UNDERSTANDING MAGMATIC-HYDROTHERMAL RELATIONSHIPS IN GEOTHERMAL SYSTEMS OF THE GREAT BASIN THROUGH INTEGRATED MAGNETOTELLURICS, ISOTOPE GEOCHEMISTRY AND STRUCTURAL GEOLOGY

Successful pursuit of deeper, larger, higher enthalpy geothermal systems could have a significant impact on national energy needs. Many of these will have magmatic sources but verification of such and delineation of fluid flow pathways from the sources has been a challenge when only surface manifestations are at hand. Recent reconnaissance magnetotelluric (MT) profiling of the Great Basin shows numerous highly conductive, quasi-tabular zones in the lower crust interpreted to represent magmatic underplating and hydrothermal fluid exsolution, corroborated by seismic surveying where coincident. These zones commonly have steep, dike-like conductors extending surfaceward, several of which appear to feed into recognized high-temperature geothermal systems.
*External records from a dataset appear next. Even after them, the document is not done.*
PR #524, opened 2021-05-13
Fix nfd worker tolerations value

e0ne:
Tolerations value is array therefore we need to pass
[] and not {} as a default value.


marquiz (changes requested):
Hmm, this patch is doing exactly the opposite?? 🤔

marquiz:
This should've been fixed by https://github.com/kubernetes-sigs/node-feature-discovery/commit/57575231ab9fd7dba205e048f0b1a86d22444c30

Anomalous ³He and CO₂ fluxes, and C and O isotope trends, in southwestern U.S. hot springs and exhumed terranes similarly point to magmatic geothermal contributions from the deep crust and upper mantle and, where overlapping, correlate with the MT structures. A prominent example is the Dixie Valley system of west-central Nevada where coincident large historic earthquakes with steep failure planes nucleated just above the brittle-ductile transition. Such failure characteristics are typical of larger Great Basin events. Propagation of the failure plane downward into the ductile domain can temporarily embrittle it, tapping overpressured magmatic fluids and allowing their release upward to mix with meteoric waters. Focusing of geothermal fluids to the prospect scale typically occurs in favorable structural settings which are intrinsically 3-D involving relays, horse-tailing, opposing overlaps or dilational intersections. Frequently, high fluid productivity seems to lie on the margins of the most fluidized volumes where stress and brittle fracture permeability can persist.